Is this the correct way to close socket descriptors on fork?

Question

Consider this code:

socket_fd = start_server(port);

while (1){

    new_socket_fd = accept_client(socket_fd);

    int pid = fork();

    if (pid == 0){

        //I am the child server process

        close(socket_fd);      <------(1)

        do_stuff_with_client(new_socket_fd, buffer);

        close(new_socket_fd);       <------(2)

        exit(0);

    } else if (pid > 0){

        //I am the parent server process

        close(new_socket_fd);      <------(3)

    } else {

        fprintf(stderr, "Fork error\n");
        return 1;
    }
}

From what I understand, when a process calls fork(), its address space is duplicated but not shared, so if I change variables or close file descriptors from child's process, it doesn't affect the parent.

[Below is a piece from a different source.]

PR #1926, opened 2024-01-17
feat: improve discardcloudservice filter in yurthub component (#1924)

### LINKED ISSUE #1924: [feature request]improve discardcloudservice filter in yurthub component
Because clients on edges nodes can not connect cloud applications through pod ip, so LoadBalancer service for cloud application is discarded in yurthub component in order to make kube-proxy unaware of LoadBalancer service on edge nodes. and only LoadBalancer service with annotation `openyurt.io/skip-discard=true` will be skipped. 
the following are detail codes:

That said, after the server has accepted a new connection (thus creating new_socket_fd ) it forks itself, and the child closes socket_fd (1) because it's not required since the parent is still listening at its socket_fd .

The child processes the requests and then closes its new_socket_fd (2) and exits.

While the child is doing all of these, the parent process has already closed new_socket_fd (3) since the connection is being handled by the child.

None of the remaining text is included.